All the animals that match rats in intelligence and affection are large and high maintenance 

And all the animals that match rats in maintainence and care are no where near as affectionate as rats.


----------



## Coffeebean (Jan 6, 2017)

Look into cats, small dogs, sugar gliders, ferrets, degus, skunks... (depends on what rat qualities you're searching for, obviously)

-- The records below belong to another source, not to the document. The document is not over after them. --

PR #3262, opened 2023-02-20
Make the admin session lifetime adjustable

mittler-works:
In my opinion, it may be useful if this value is adjustable to personal needs. For example, I want to access the Admin API programmatically and accordingly I want to set this value to as short as possible. Others may want to set the value higher if they often spend a long time in the Admin UI or something.

### DIFF
--- a/.env.template
+++ b/.env.template
@@ -335,6 +335,9 @@
 ## Allow a burst of requests of up to this size, while maintaining the average indicated by `ADMIN_RATELIMIT_SECONDS`.
 # ADMIN_RATELIMIT_MAX_BURST=3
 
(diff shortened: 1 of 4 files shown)


BlackDex:
This will not work. If we would want this, and you want this to actually work you need to adjust the JWT lifetime.
https://github.com/dani-garcia/vaultwarden/blob/1ba8275dcb53bf8e6f41ad2fa2e0a09f3674ff74/src/auth.rs#L240-L248

mittler-works:
Thank you for pointing out! I guess it must then be set in both places, so that the cookie containing the JWT does not expire before the JWT becomes invalid.

PR #3267, opened 2023-02-21
change WEBSOCKET_ENABLED default value to true

JohnnyRacket:
Currently `WEBSOCKET_ENABLED` defaults to `false`, which causes the inability to log into BitWarden apps (iOS & Android). The only thing I saw in the wiki about this ENV_VAR was related to getting notifications [wiki](https://github.com/dani-garcia/vaultwarden/wiki/Enabling-WebSocket-notifications). In fact the wiki specifically mentions how it doesn't affect mobile because of push notifications. 

Proposing the default value be changed to `true` because neither iOS nor Android apps can log in without `WEBSOCKET_ENABLED=true` env var and this seems like a reasonable baseline setting.

### DIFF
--- a/.env.template
+++ b/.env.template
@@ -66,7 +66,7 @@
 # WEB_VAULT_ENABLED=true
 
 ## Enables websocket notifications
-# WEBSOCKET_ENABLED=false
+# WEBSOCKET_ENABLED=true
 
 ## Controls the WebSocket server address and port
 # WEBSOCKET_ADDRESS=0.0.0.0
--- a/src/config.rs
+++ b/src/config.rs
@@ -371,7 +371,7 @@ make_config! {
     },
     ws {
         /// Enable websocket notifications
-        websocket_enabled:      bool,   false,  def,    false;
+        websocket_enabled:      bool,   false,  def,    true;
         /// Websocket address
         websocket_address:      String, false,  def,    "0.0.0.0".to_string();
         /// Websocket port


jjlin:
The mobile apps don't even use WebSockets, so you have some other issue going on

BlackDex:
I'm going to decline this PR, since login and web-sockets have nothing to do with the mobile clients.
The mobile clients can't even use web-sockets, so this will not have any effect.

Also, we want this to be kept on `false` as default, since you need to deploy a reverse proxy when you want to use the web-sockets feature at all.

And, if you want to change a default, just adjust the ENV as mentioned via docker-compose or `-e WEBSOCKET_ENABLED=false`

JohnnyRacket:
That may be true, but it fixed it for me as well as others:
[discourse link](https://vaultwarden.discourse.group/t/problems-with-apps-on-mac-and-ios/2153/7)
I can confirm that is the only setting changed between deployments on my cluster.

BlackDex:
It sounds more like the container needed a restart instead of changing that env.
Again, the mobile clients do not use web-sockets at all, they do not have support for that feature built-in.

And, web-sockets have no connection to the login process, except that once logged in, it uses the cookie/token to authenticate the user over the web-socket.

JohnnyRacket:
It is not the login process per say, it is the first step of contacting the server, only the self hosted server and username have been entered when this error  occurs, no password to kick off a login flow.
I will take off the env var and see if it re-breaks, and also test how it affects an already logged in mobile device.

BlackDex:
Then you were either running an older version of Vaultwarden which did not had the correct new endpoints yet available which are needed for the newer clients. And your re-creation of the container caused it to use the newly pulled image to be used.

Both me and @jjlin are maintainers of Vaultwarden, just trust us that web-sockets have nothing to do with the whole login process.

JohnnyRacket:
I confirmed via exec'ing in to be on `1.27.0` this whole time, I troubleshot this for about 20 minutes before finding my solution in that discourse thread.

I have re-confirmed this `WEBSOCKET_ENABLED=false` breaks my mobile apps login. I am unable to get to the password screen with the error "We were unable to process your request. Please try again or contact us."

I do not doubt either of your knowledge, perhaps mine and those two people in the discourse thread have an exceptionally odd setup along with me causing this to be the case, I am running a k8s cluster behind cloudflare.

For me iOS and Android only work (get past the username screen without error) with this flag enabled, so I will not bother to argue with either of you, I fully respect your understanding, but it is perhaps worth looking into since 3 people have found the same solution to an issue in the past month or two.

BlackDex:
In that case i would suggest to double check your reverse proxy config instead.
You probably have an issue there.

JohnnyRacket:
I appreciate the advice, upon more testing you are both correct that this flag does not seem to be the issue. I have sat here spam spinning up and down pods and it seems like there is a 50% the error happens for the life of the pod and a 50% chance everything works fine (same healthy logs either way) for the life of the pod. 

I think those posters probably encountered something similar and the env_var was a reason to restart their container like it was for me, perhaps they are both on a similar setup with k8s, postgres, and cloudflare.

It is very odd behaviour, l'll chalk it up to my setup, appreciate your patience and explanations.

BlackDex:
Are you running multiple pods for Vaultwarden with a single ingress?

JohnnyRacket:
single pod behind a single ingress for it, I can post a sanitized version on my deploy if you are interested. buts its just a single replica vault warden with a single replica postgres. My working theory is that it is silently failing to connect to postgres on some boots.

JohnnyRacket:
server deployment:
```
apiVersion: apps/v1
kind: Deployment
metadata:
  labels:
    io.kompose.service: vaultwarden
  name: vaultwarden
spec:
  replicas: 1
  selector:
    matchLabels:
      io.kompose.service: vaultwarden
  strategy:
    type: Recreate
  template:
    metadata:
      labels:
        io.kompose.service: vaultwarden
    spec:
      containers:
        - env:
            - name: DATABASE_URL
              value: postgresql://user:pass@vaultwarden-postgres:5432/vaultwarden
            - name: SIGNUPS_ALLOWED
              value: "false"
            - name: WEBSOCKET_ENABLED
              value: "true"
          image: vaultwarden/server:latest
          name: vaultwarden
          ports:
            - containerPort: 80
          volumeMounts:
            - mountPath: /data
              name: vaultwarden-claim
      restartPolicy: Always
      volumes:
        - name: vaultwarden-claim
          persistentVolumeClaim:
            claimName: vaultwarden-claim
```
postgres deployment:
```
apiVersion: apps/v1
kind: Deployment
metadata:
  labels:
    io.kompose.service: vaultwarden-postgres
  name: vaultwarden-postgres
spec:
  replicas: 1
  selector:
    matchLabels:
      io.kompose.service: vaultwarden-postgres
  template:
    metadata:
      labels:
        io.kompose.service: vaultwarden-postgres
    spec:
      containers:
        - env:
            - name: POSTGRES_DB
              value: vaultwarden
            - name: POSTGRES_PASSWORD
              value: pass
            - name: POSTGRES_USER
              value: user
          image: postgres
          name: vaultwarden-postgres
          ports:
            - containerPort: 5432
      restartPolicy: Always
```

Ill drop these here if youre interested.

PR #3282, opened 2023-02-24
Add confirmation for removing 2FA and deauthing sessions in admin panel

JCBird1012:
As someone who has inadvertently pressed "Remove all 2FA" instead of "Deauthorize sessions" one too many times (and had to re-add all my YubiKeys) - there should be a confirmation prompt before taking either of those actions.

Regardless of my accidental misclicks - any action that modifies user state should be protected by a confirmation prompt.

### DIFF
--- a/src/static/scripts/admin_users.js
+++ b/src/static/scripts/admin_users.js
@@ -32,10 +32,13 @@ function remove2fa(event) {
         alert("Required parameters not found!");
         return false;
     }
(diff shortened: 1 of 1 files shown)


BlackDex (approved):

dani-garcia (approved):

dpinse:
Currently the buttons don't work after this merge. I noticed `const email = event.target.parentNode.dataset.vwUserEmail;` is missing from the functions as well as `!email` is missing for the if statements.

PR #3281, opened 2023-02-24
Fix the web-vault v2023.2.0 API calls

BlackDex:
- Supports the new Collection/Group/User editing UI's
- Support `/partial` endpoint for cipher updating to allow folder and favorite update for read-only ciphers.
- Prevent `Favorite`, `Folder`, `read-only` and `hide-passwords` from being added to the organizational sync.
- Added and corrected some `Object` key's to the output json.

Fixes #3279

PR #3285, opened 2023-02-26
Save members when updating groups

C0rby:
The web client uses this API endpoint to add users to groups.


BlackDex:
Duplicate of #3281

BlackDex:
Also #3281 had more fixes which are needed.
Also, I'm currently in progress to check all the other endpoints for changes which might be needed.

C0rby:
Ah thanks, I must have missed that when looking through the open PRs.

Rats of course are one of a kind.


----------



## Asiposea (Dec 16, 2016)

Well, it's hard to compare any other small animal to rats, but you might like a pair of rabbits. They do have a longer lifespan and can be affectionate. I'd recommend the smaller, compact varieties- I've found mini lops to be very good natured. I would definitely look for a reputable breeder who focuses on health and temperament- just like with rats, this make a big difference. Of course, rabbits have their own specific requirements- a lot of research will be required to see if they are the right match for you. You will find a lot of information on the rabbit forums. Good luck!


----------



## InsideSunrise (Apr 28, 2017)

Nothing really compares to rats, but... Perhaps consider cats as they can be really affectionate and actually quite low maintenance? Otherwise, maybe small dogs, degus or ferrets?


----------



## Kira united rats (May 25, 2017)

the absolute closest would be a degu for some they are nicknamed "day rats"
aside from that I would say a cat or a sugar glider(my vet has his sugar gliders with him always)

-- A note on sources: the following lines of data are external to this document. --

PR #3288, opened 2023-02-28
Some Admin Interface updates

BlackDex:
- Updated datatables
- Added NTP Time check
- Added Collections, Groups and Events count for orgs
- Renamed `Items` to `Ciphers`
- Some small style updates

### DIFF
--- a/src/api/admin.rs
+++ b/src/api/admin.rs
@@ -300,8 +300,9 @@ fn logout(cookies: &CookieJar<'_>) -> Redirect {
 
 #[get("/users")]
 async fn get_users_json(_token: AdminToken, mut conn: DbConn) -> Json<Value> {
-    let mut users_json = Vec::new();
-    for u in User::get_all(&mut conn).await {
+    let users = User::get_all(&mut conn).await;
+    let mut users_json = Vec::with_capacity(users.len());
+    for u in users {
         let mut usr = u.to_json(&mut conn).await;
         usr["UserEnabled"] = json!(u.enabled);
         usr["CreatedAt"] = json!(format_naive_datetime_local(&u.created_at, DT_FMT));
@@ -313,8 +314,9 @@ async fn get_users_json(_token: AdminToken, mut conn: DbConn) -> Json<Value> {
 
 #[get("/users/overview")]
 async fn users_overview(_token: AdminToken, mut conn: DbConn) -> ApiResult<Html<String>> {
-    let mut users_json = Vec::new();
-    for u in User::get_all(&mut conn).await {
+    let users = User::get_all(&mut conn).await;
+    let mut users_json = Vec::with_capacity(users.len());
+    for u in users {
         let mut usr = u.to_json(&mut conn).await;
         usr["cipher_count"] = json!(Cipher::count_owned_by_user(&u.uuid, &mut conn).await);
         usr["attachment_count"] = json!(Attachment::count_by_user(&u.uuid, &mut conn).await);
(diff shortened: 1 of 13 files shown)


dani-garcia (approved):

jjlin:
I'm not sure renaming `Items` to `Ciphers` in the UI is an improvement. IMO, this is an overly technical term that may cause confusion, and Bitwarden itself uses the "items" term in their UI and user-facing docs.

Also, you might consider using the Cloudflare [`/cdn-cgi/trace`](https://cloudflare.com/cdn-cgi/trace) API instead of timeapi.io, which may not be freely accessible over the long term.

BlackDex:
> I'm not sure renaming `Items` to `Ciphers` in the UI is an improvement. IMO, this is an overly technical term that may cause confusion, and Bitwarden itself uses the "items" term in their UI and user-facing docs.
> 

Maybe we should call it `Vault Items` then? That is more descriptive.

> Also, you might consider using the Cloudflare [`/cdn-cgi/trace`](https://cloudflare.com/cdn-cgi/trace) API instead of timeapi.io, which may not be freely accessible over the long term.

Thanks for the tip. While i think timeapi.io should be enough. It's not that people keep bashing the diagnostics page. And on there site they claim to keep a free plan available, which I think would suffice. But in case it's not, we can switch easily.

jjlin:
> > I'm not sure renaming `Items` to `Ciphers` in the UI is an improvement. IMO, this is an overly technical term that may cause confusion, and Bitwarden itself uses the "items" term in their UI and user-facing docs.
> 
> Maybe we should call it `Vault Items` then? That is more descriptive.

Sounds fine to me.

> > Also, you might consider using the Cloudflare [`/cdn-cgi/trace`](https://cloudflare.com/cdn-cgi/trace) API instead of timeapi.io, which may not be freely accessible over the long term.
> 
> Thanks for the tip. While i think timeapi.io should be enough. It's not that people keep bashing the diagnostics page. And on there site they claim to keep a free plan available, which I think would suffice. But in case it's not, we can switch easily.

I assume a free plan means that an API key would need to be provided, though.

BlackDex:
> > > I'm not sure renaming `Items` to `Ciphers` in the UI is an improvement. IMO, this is an overly technical term that may cause confusion, and Bitwarden itself uses the "items" term in their UI and user-facing docs.
> > 
> > 
> > Maybe we should call it `Vault Items` then? That is more descriptive.
> 
> Sounds fine to me.
> 
> > > Also, you might consider using the Cloudflare [`/cdn-cgi/trace`](https://cloudflare.com/cdn-cgi/trace) API instead of timeapi.io, which may not be freely accessible over the long term.
> > 
> > 
> > Thanks for the tip. While i think timeapi.io should be enough. It's not that people keep bashing the diagnostics page. And on there site they claim to keep a free plan available, which I think would suffice. But in case it's not, we can switch easily.
> 
> I assume a free plan means that an API key would need to be provided, though.

That might be a possibility indeed. But they have a 180 days of grace period for changing the API and depreciate it, that should be more then enough time.

tessus:
I never understood why they would call notes, logins, identity, and cards: ciphers. A cipher is an algorithm for performing encryption or decryption, not a password or any of the other item types.

I am not sure "Vault Items" is an improvement, because where else would the items be?

So there a few terms that fit the profile:

- items
- entries
- records

Anything is better than cipher. ;-)

tessus:
@BlackDex Btw, is it ok to comment on a merged PR or shall I rather create a new discussion?

BlackDex:
This is fine. Ill take these comments into a new pr with some other changes.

but really nothing compairs


----------



## Lara (May 15, 2017)

Foxes are the closest I can think of in terms of smarts, and how much fun rats are, but they are so much more work and money. It is funny watching your neighbors reaction as you walk by though . Maybe a Netherland dwarf or Holland lop rabbit? I have found them to be pretty social and active if you buy them from someone who cares about their personalities, but not like rats. My personal favorite rabbit breed is Harlequin, but they are just lazy little cuddlers.


----------



## IneptAphid (Dec 4, 2017)

I would think small parrots/parakeets would be most comparable to rats. They have the same mischievous curious nature, although they are much much longer lived..

Another would actually be Bearded Dragons-they can enjoy shoulder perching and cuddling like rats


----------



## desdisques (Apr 16, 2018)

All pets get sick, rats maybe more than some others but it is just a fact of owning any pet. Maybe working on your anxiety would be a better solution. (I'm just thinking you will probably have this anxiety with any pet you get. I'm a very anxious person also.)

*Sorry I didn't realize this was kind of an old topic when I replied!!*


----------



## Rivaini (Aug 2, 2018)

I'd say Degus or Ferrets. Ferrets are very intelligent. A little more play and little less cuddle. & Degus love affection.

Was wondering if anyone has experience with something slightly more exotic? Short tailed Opossums? I heard they're sort of like rats... only hardier and maybe less trainable but bond more like a sugar glider or hedgie.


----------



## Cast+Chrome (Jul 8, 2018)

Skunks (MAY BE ILLEGAL WHERE YOU ARE, MAKE SURE TO CHECK), or Ferrets! Chinchilla's too, but they're more work I would say. I've also heard some Hamsters, despite usually being more solitary, can be cuddlers if you get them young. They can also learn tricks. They need a lot of room though.


----------